= Ottawa Soccer Stadium =

Proposed soccer facility

Aerial view of proposed stadium

The Ottawa Soccer Stadium was a proposed open-air soccer facility in Ottawa, Ontario, Canada. It was part of a proposal to bring a Major League Soccer franchise to Ottawa by the Ottawa Senators organization.

==Proposal==
The stadium, projected to cost $100 million, was designed to hold 20,000 for sports. One end terrace on the north end was convertible to a concert stage for outdoor concerts, and with field seating, the stadium could hold 30,000 for concerts. The field would have had a natural grass surface built to MLS and FIFA specifications. Outside of the stadium, there would have been five open-air soccer fields, of which one would be to MLS and FIFA standards and the others to community standards. The purpose of the external fields was for community use and the MLS team's practices. The architectural design was by Rossetti Architects, architects of Scotiabank Place.

The stadium was to be located on City of Ottawa land to the south-east of nearby Scotiabank Place, in the west end of Ottawa, on Palladium Drive, west of Terry Fox Drive. The soccer stadium would share parking with Scotiabank Place. The land is currently frozen for development by the Ontario provincial government, as it is on a floodplain of the Carp River. The land is currently used as a snow dump.

The proponents were Senators Sports & Entertainment, owners of the NHL's Ottawa Senators. The stadium plans were announced on September 16, 2008 by Scotiabank Place CEO Cyril Leeder and SSE owner and chairman Eugene Melnyk. Senators Sports & Entertainment is seeking funding from all levels of government for construction and operation of the stadium, and will operate a new MLS franchise there separately under private ownership. To support the initiative, SSE launched the "Bring the World to Ottawa" campaign seeking broad community support.

==MLS expansion==
While the MLS commissioner gave positive comments about the Ottawa proposal, MLS eventually granted expansion franchises to other cities, including Portland, Oregon and Vancouver, British Columbia.

==Lansdowne Live==
At the same time that the Ottawa Soccer Stadium proposal was made, the City of Ottawa was presented with the "Lansdowne Live" proposal to revitalize Lansdowne Park and Frank Clair Stadium. A public debate went on both proposals, which would both require some investment on the part of the City. In February 2009, a public opinion poll conducted by The Ottawa Citizen, found that 79% of respondents preferred the Lansdowne Park Football facility option over the Kanata located soccer facility.

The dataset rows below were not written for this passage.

PR #4768, opened 2023-09-08
Allow "not" token in expressions

### LINKED ISSUE #4000: inconsistency between docs and code regarding "not" in expressions
This issue was pointed out by a community member in a [Slack thread](https://brimdata.slack.com/archives/CTSMAK6G7/p1657900246373639).

The docs say `not true` is a valid expression:  
https://github.com/brimdata/zed/blob/3b24a114cabc32c5a306defd7f582ba967d43786/docs/language/overview.md#L861-L868

But the parser says it isn't (though `! true`, which isn't documented, is):  
https://github.com/brimdata/zed/blob/3b24a114cabc32c5a306defd7f582ba967d43786/compiler/parser/parser.peg#L683-L687

What we should do:

*   [ ] Update the versioned docs in https://github.com/brimdata/zed-docs-site/tree/main/versioned_docs/ so they're accurate
*   [ ] Decide what we want in the language
*   [ ] Update docs and code to reflect that

mattnibs:
Closes #4000

### DIFF
--- a/compiler/parser/parser.peg
+++ b/compiler/parser/parser.peg
@@ -718,7 +718,7 @@ MultiplicativeExpr
 MultiplicativeOperator = ("*" / "/" / "%") { RETURN(TEXT) }
 
 NotExpr
-  = "!" __ e:NotExpr {
+  = (NotToken _ / "!" __) e:NotExpr {
         RETURN(MAP("kind": "UnaryExpr", "op": "!", "operand": e))
     }
   / NegationExpr
--- a/docs/language/expressions.md
+++ b/docs/language/expressions.md
@@ -90,7 +90,7 @@ produces
 
 ## Logic
 
-The keywords `and`, `or`, and `not` or `!` perform logic on operands of type `bool`.
+The keywords `and`, `or`, `not`, and `!` perform logic on operands of type `bool`.
 The binary operators `and` and `or` operate on Boolean values and result in
 an error value if either operand is not a Boolean.  Likewise, `not` (and its
 equivalent `!`) operates on its unary operand and results in an error if its
--- a/docs/language/expressions.md
+++ b/docs/language/expressions.md
@@ -90,12 +90,12 @@ produces
 
 ## Logic
 
-The keywords `and`, `or`, and `not` perform logic on operands of type `bool`.
+The keywords `and`, `or`, and `not` or `!` perform logic on operands of type `bool`.
 The binary operators `and` and `or` operate on Boolean values and result in
-an error value if either operand is not a Boolean.  Likewise, `not` operates
-on its unary operand and results in an error if its operand is not type `bool`.
-Unlike many other languages, non-Boolean values are not automatically converted to
-Boolean type using "truthiness" heuristics.
+an error value if either operand is not a Boolean.  Likewise, `not` (and its
+equivalent `!`) operates on its unary operand and results in an error if its
+operand is not type `bool`. Unlike many other languages, non-Boolean values are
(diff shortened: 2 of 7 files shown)


compiler/parser/parser.peg
```diff
@@ -721,6 +721,9 @@ NotExpr
   = "!" __ e:NotExpr {
         RETURN(MAP("kind": "UnaryExpr", "op": "!", "operand": e))
     }
+  / NotToken _ e:NotExpr {
+        RETURN(MAP("kind": "UnaryExpr", "op": "!", "operand": e))
+    }
```
nwt, line 726: Nit: Do this the same way as the SearchFactor rule.
```suggestion
  = (NotToken _ / "!" __) e:NotExpr {
        RETURN(MAP("kind": "UnaryExpr", "op": "!", "operand": e))
    }
```

runtime/expr/ztests/unary-not.yaml
```diff
@@ -0,0 +1,16 @@
...
+input: |
+  {status: "active"}
+  {status: "inactive"}
+
+output: |
+  [false,false]
+  [true,true]
+
+
+
```
nwt, line 16: Nits: Could simplify this.  And delete the trailing empty lines.
```yaml
zed: |
  yield [!this, not this]

input: |
  false
  true

output: |
  [true,true]
  [false,false]
```

nwt (commented):
Please update `docs/language/expressions.md` and `docs/language/search-expressions.md` to reflect the fact that both "!" and "not" are accepted.

philrz:
@mattnibs: I reviewed the docs changes and they read fine. 👍

I suppose it's a separate topic, but I'd personally be in favor of deprecating one approach (probably deprecate `!` so we can start working toward `not` being the only way) which would make the docs even simpler. The fact we support `and` and `or` but not `&&` and `||`, but we _do_ support both `not` and `!` feels a little strange. But other things feel more important so I'm fine merging what we've already got here and banking the improvement.

docs/language/expressions.md
```diff
@@ -90,12 +90,12 @@ produces
 
 ## Logic
 
-The keywords `and`, `or`, and `not` perform logic on operands of type `bool`.
+The keywords `and`, `or`, and `not` or `!` perform logic on operands of type `bool`.
```
nwt, line 93:
```suggestion
The keywords `and`, `or`, `not`, and `!` perform logic on operands of type `bool`.
```

docs/language/search-expressions.md
```diff
@@ -293,9 +293,10 @@ is not.
 ### Boolean Logic
 
 Search terms may be combined into boolean expressions using logical operators
-`and`, `or` and `not`.  `and` may be elided; i.e., concatenation of search terms
-is a logical `and`.  `not` has highest precedence and `and` has precedence over
-`or`.  Parentheses may be used to override natural precedence.
+`and`, `or` and `not` or `!`.  `and` may be elided; i.e., concatenation of
```
nwt, line 296:
```suggestion
`and`, `or`, `not`, and `!`.  `and` may be elided; i.e., concatenation of
```

nwt (approved):

mattnibs:
> I suppose it's a separate topic, but I'd personally be in favor of deprecating one approach (probably deprecate ! so we can start working toward not being the only way) which would make the docs even simpler. The fact we support and and or but not && and ||, but we do support both not and ! feels a little strange. But other things feel more important so I'm fine merging what we've already got here and banking the improvement.

That's a good point, one would be better.

PR #4770, opened 2023-09-08
join: Add automatic sort

mattnibs:
Add functionality to join operator to automatically sort any unsorted input.

### DIFF
--- a/runtime/op/join/join.go
+++ b/runtime/op/join/join.go
@@ -10,6 +10,7 @@ import (
 	"github.com/brimdata/zed/pkg/field"
 	"github.com/brimdata/zed/runtime/expr"
 	"github.com/brimdata/zed/runtime/op"
+	"github.com/brimdata/zed/runtime/op/sort"
 	"github.com/brimdata/zed/zbuf"
 	"github.com/brimdata/zed/zio"
 )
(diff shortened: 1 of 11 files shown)


runtime/op/join/join.go
```diff
@@ -33,11 +34,25 @@ type Op struct {
...
+		if err != nil {
+			return nil, err
+		}
+	}
+	if !rightSorted || leftOrder != rightOrder {
+		right, err = sort.New(octx, right, []expr.Evaluator{rightKey}, rightOrder, true)
+		if err != nil {
+			return nil, err
+		}
+	}
```
nwt, line 55: Something's wrong here.

Suppose you create two files.
```console
$ cat <<EOF >a.zson
{a:1}
{a:2}
EOF
$ cat <<EOF >b.zson
{b:2}
{b:1}
EOF
```

Joining those files on `a=b` should always produce two output values.  But in these cases it doesn't.
```console
$ zq 'file a.zson | join (file b.zson | sort -r b) on a=b'
{a:2}
$ zq 'file a.zson | sort a | join (file b.zson | sort -r b) on a=b'
{a:2}
$ zq 'file a.zson | sort -r a | join (file b.zson) on a=b'
{a:1}
$ zq 'file a.zson | sort -r a | join (file b.zson | sort b) on a=b'
{a:1}
```

mattnibs: This is v strange, thanks for digging into this.

mattnibs: Actually a much better test as well will use this.

nwt (commented):
You should update the Description section of docs/language/operators/join.md so that it doesn't say inputs must be sorted.

nwt (commented):
And docs/tutorial/join.md also contains references to sorting that should be updated.

nwt (approved):
:shipit: when CI is green.

philrz (approved):
Docs changes look good too! 👍

PR #4773, opened 2023-09-19
docs: cut with default value

iloveitaly:


philrz (approved):
There's a couple changes I might like to make here, but I know from experience that GitHub's PR review "suggestions" workflow does not play nicely with these kinds of diffs (the multiple levels of triple backticks seem to confuse it) so I'll just go ahead and merge this and put up additional changes in my own PR. Thanks @iloveitaly!

iloveitaly:
Perfect, sounds like a plan!

PR #4786, opened 2023-09-28
Add hint to init command if no local lake exists

mattnibs:


cmd/zed/ztests/init-hint.yaml
```diff
@@ -0,0 +1,11 @@
+script: |
+  export ZED_LAKE=path/to/zed
+  ! zed ls
```
nwt, line 3:
```suggestion
  ! zed -lake=path/to/zed ls
```

nwt (approved):

cmd/zed/ztests/init-hint.yaml
mattnibs: Fair.

PR #4787, opened 2023-09-28
zed use: print lake with no args

mattnibs:
Change zed use to also print the current lake location if no args are given.

### DIFF
--- a/cmd/zed/use/command.go
+++ b/cmd/zed/use/command.go
@@ -26,7 +26,8 @@ The use command is like "git checkuout" but there is no local copy of
 the lake data.  Rather, the local HEAD state influences commands as
 they access the lake.
 
-With no argument, use prints the working pool and branch.
+With no argument, use prints the working pool and branch as well as the
+location of the current lake.
 
 With an argument of the form "pool", use sets the working pool as indicated
 and the working branch to "main".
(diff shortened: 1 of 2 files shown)


cmd/zed/use/command.go
```diff
@@ -26,7 +26,8 @@ The use command is like "git checkuout" but there is no local copy of
 the lake data.  Rather, the local HEAD state influences commands as
 they access the lake.
 
-With no argument, use prints the working pool and branch.
+With no argument, use prints the working pool and branch as well of the
```
nwt, line 29:
```suggestion
With no argument, use prints the working pool and branch as well as the
```

lake/ztests/use.yaml
```diff
@@ -20,14 +20,16 @@ outputs:
...
-
   - name: stderr
     data: |
       default pool and branch unset
       default pool unset
       "branch": branch not found
+  - name: no-args-use.txt
+    regexp: |
+      HEAD at POOL@main
+      Lake: file.*/test
```
nwt, line 35: I think it looks funny to use both "at" and ":".

mattnibs: I don't think either is right but I'll go your way for now.

nwt (approved):

PR #4789, opened 2023-09-29
Fix panic compiling record expression with duplicate field

### LINKED ISSUE #3365: compileRecordExpr should check for dup columns
compileRecordExpr should check for dup columns at compile time so the runtime won't panic on a bad TypeRecord lookup.

nwt:
Closes #3365.

### DIFF
--- a/compiler/kernel/expr.go
+++ b/compiler/kernel/expr.go
@@ -13,6 +13,7 @@ import (
 	"github.com/brimdata/zed/runtime/op/traverse"
 	"github.com/brimdata/zed/zbuf"
 	"github.com/brimdata/zed/zson"
+	"golang.org/x/exp/slices"
 	"golang.org/x/text/unicode/norm"
 )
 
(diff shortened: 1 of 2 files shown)


compiler/kernel/expr.go
```diff
@@ -397,6 +398,9 @@ func (b *Builder) compileRecordExpr(record *dag.RecordExpr) (expr.Evaluator, err
 	for _, elem := range record.Elems {
 		switch elem := elem.(type) {
 		case *dag.Field:
+			if slices.ContainsFunc(elems, func(r expr.RecordElem) bool { return r.Name == elem.Name }) {
+				return nil, fmt.Errorf("record expression: %w", &zed.DuplicateFieldError{Name: elem.Name})
+			}
```
mattnibs, line 403: I think this check should go in semantic check rather than kernel

mattnibs (approved):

In April 2009, matters came to a head. The staff of the City of Ottawa presented a report to Council on the merits of the Soccer Stadium and Lansdowne proposals. The City held public hearings based on the report, which questioned the necessity of the spending, but gave a slight edge to the Lansdowne proposal. Councillors attempted to find out whether the SSE group would support sharing their stadium with a planned CFL franchise, but the SSE group rejected the possibility. Lansdowne Live proponents made it clear that an MLS team, or another pro soccer team, such as one in the North American Soccer League (NASL) could play at Frank Clair Stadium.

On April 22, 2009, the City of Ottawa Council chose the Lansdowne Live proposal over the SSE proposal as its choice for an outdoor stadium. Since that time, the Lansdowne Live proponents and the City of Ottawa have been negotiating over a final plan. Melnyk released a press release expressing his disappointment and directed SSE staff to stop work on their proposal.